→ Exercise requirements
In your reply, reproduce the lines from the first one below to the line containing "think that's right.", inclusive, exactly as they stand.

→ Record excerpts
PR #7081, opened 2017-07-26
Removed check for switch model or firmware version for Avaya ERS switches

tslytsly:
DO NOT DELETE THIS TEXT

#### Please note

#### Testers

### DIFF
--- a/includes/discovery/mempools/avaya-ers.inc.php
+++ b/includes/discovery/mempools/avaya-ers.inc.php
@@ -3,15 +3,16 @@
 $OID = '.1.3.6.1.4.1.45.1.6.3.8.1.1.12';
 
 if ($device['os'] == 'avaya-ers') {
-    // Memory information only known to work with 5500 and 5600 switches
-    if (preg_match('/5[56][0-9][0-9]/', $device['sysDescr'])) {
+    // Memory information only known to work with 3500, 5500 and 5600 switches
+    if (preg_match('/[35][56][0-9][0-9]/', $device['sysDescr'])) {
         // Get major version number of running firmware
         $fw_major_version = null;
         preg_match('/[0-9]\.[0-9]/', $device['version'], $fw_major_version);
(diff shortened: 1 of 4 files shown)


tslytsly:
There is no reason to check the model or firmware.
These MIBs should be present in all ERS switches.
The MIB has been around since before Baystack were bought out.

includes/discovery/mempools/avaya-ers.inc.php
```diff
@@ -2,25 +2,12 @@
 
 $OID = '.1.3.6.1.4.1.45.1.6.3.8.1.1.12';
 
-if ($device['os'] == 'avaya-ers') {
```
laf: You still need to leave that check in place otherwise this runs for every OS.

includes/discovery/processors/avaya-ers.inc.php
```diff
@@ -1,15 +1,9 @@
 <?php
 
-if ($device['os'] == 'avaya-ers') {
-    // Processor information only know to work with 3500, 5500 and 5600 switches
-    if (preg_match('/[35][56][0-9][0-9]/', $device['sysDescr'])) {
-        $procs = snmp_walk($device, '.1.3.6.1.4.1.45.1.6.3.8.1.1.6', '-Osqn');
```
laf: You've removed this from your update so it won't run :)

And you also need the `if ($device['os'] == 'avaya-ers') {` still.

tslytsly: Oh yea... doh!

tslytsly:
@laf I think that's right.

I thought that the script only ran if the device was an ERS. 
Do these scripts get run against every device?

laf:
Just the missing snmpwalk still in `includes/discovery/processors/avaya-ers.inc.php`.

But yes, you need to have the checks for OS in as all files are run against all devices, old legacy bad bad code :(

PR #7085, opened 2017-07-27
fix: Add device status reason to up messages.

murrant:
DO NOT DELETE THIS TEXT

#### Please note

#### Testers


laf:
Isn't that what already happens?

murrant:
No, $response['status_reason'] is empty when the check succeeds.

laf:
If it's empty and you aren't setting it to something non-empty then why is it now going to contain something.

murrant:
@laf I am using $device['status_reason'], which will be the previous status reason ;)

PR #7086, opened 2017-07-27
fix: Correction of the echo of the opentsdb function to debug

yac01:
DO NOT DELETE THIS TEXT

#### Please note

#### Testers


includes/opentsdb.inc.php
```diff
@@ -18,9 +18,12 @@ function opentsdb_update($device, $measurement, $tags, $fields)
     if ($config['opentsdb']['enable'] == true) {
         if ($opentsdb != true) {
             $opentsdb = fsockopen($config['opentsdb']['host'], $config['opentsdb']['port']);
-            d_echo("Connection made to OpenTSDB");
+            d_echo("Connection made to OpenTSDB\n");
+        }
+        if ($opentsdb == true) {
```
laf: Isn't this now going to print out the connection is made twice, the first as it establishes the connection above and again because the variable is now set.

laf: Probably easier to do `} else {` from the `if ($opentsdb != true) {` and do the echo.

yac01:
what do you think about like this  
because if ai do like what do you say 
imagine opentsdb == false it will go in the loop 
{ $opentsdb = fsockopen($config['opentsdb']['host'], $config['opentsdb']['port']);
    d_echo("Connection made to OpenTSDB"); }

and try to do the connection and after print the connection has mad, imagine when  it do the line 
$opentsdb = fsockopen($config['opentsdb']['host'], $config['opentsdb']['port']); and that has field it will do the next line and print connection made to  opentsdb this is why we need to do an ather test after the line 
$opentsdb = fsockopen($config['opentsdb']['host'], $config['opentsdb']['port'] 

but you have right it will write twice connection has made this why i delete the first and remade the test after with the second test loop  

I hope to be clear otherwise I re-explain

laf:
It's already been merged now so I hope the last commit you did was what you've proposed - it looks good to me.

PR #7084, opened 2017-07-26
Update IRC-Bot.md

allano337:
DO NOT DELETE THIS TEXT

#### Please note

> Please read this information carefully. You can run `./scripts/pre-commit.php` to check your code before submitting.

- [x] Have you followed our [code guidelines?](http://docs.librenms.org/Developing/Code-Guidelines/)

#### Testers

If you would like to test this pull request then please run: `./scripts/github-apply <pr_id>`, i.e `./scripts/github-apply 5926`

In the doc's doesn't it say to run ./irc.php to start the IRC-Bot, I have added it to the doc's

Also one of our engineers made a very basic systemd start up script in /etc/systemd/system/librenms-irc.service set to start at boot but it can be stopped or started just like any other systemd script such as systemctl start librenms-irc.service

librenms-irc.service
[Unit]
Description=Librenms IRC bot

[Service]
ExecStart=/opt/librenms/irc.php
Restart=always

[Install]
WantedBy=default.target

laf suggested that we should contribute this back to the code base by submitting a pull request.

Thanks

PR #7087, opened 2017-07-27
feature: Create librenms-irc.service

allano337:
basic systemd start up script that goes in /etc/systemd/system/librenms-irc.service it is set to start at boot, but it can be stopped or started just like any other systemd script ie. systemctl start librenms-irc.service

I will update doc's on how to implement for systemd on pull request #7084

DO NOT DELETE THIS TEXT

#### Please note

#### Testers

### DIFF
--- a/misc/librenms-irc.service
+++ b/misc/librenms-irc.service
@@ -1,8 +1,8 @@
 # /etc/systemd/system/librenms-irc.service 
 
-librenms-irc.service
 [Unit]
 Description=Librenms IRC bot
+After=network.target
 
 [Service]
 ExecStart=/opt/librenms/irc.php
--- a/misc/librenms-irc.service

→ Worked solution
PR #7081, opened 2017-07-26
Removed check for switch model or firmware version for Avaya ERS switches

tslytsly:
DO NOT DELETE THIS TEXT

#### Please note

#### Testers

### DIFF
--- a/includes/discovery/mempools/avaya-ers.inc.php
+++ b/includes/discovery/mempools/avaya-ers.inc.php
@@ -3,15 +3,16 @@
 $OID = '.1.3.6.1.4.1.45.1.6.3.8.1.1.12';
 
 if ($device['os'] == 'avaya-ers') {
-    // Memory information only known to work with 5500 and 5600 switches
-    if (preg_match('/5[56][0-9][0-9]/', $device['sysDescr'])) {
+    // Memory information only known to work with 3500, 5500 and 5600 switches
+    if (preg_match('/[35][56][0-9][0-9]/', $device['sysDescr'])) {
         // Get major version number of running firmware
         $fw_major_version = null;
         preg_match('/[0-9]\.[0-9]/', $device['version'], $fw_major_version);
(diff shortened: 1 of 4 files shown)


tslytsly:
There is no reason to check the model or firmware.
These MIBs should be present in all ERS switches.
The MIB has been around since before Baystack were bought out.

includes/discovery/mempools/avaya-ers.inc.php
```diff
@@ -2,25 +2,12 @@
 
 $OID = '.1.3.6.1.4.1.45.1.6.3.8.1.1.12';
 
-if ($device['os'] == 'avaya-ers') {
```
laf: You still need to leave that check in place otherwise this runs for every OS.

includes/discovery/processors/avaya-ers.inc.php
```diff
@@ -1,15 +1,9 @@
 <?php
 
-if ($device['os'] == 'avaya-ers') {
-    // Processor information only know to work with 3500, 5500 and 5600 switches
-    if (preg_match('/[35][56][0-9][0-9]/', $device['sysDescr'])) {
-        $procs = snmp_walk($device, '.1.3.6.1.4.1.45.1.6.3.8.1.1.6', '-Osqn');
```
laf: You've removed this from your update so it won't run :)

And you also need the `if ($device['os'] == 'avaya-ers') {` still.

tslytsly: Oh yea... doh!

tslytsly:
@laf I think that's right.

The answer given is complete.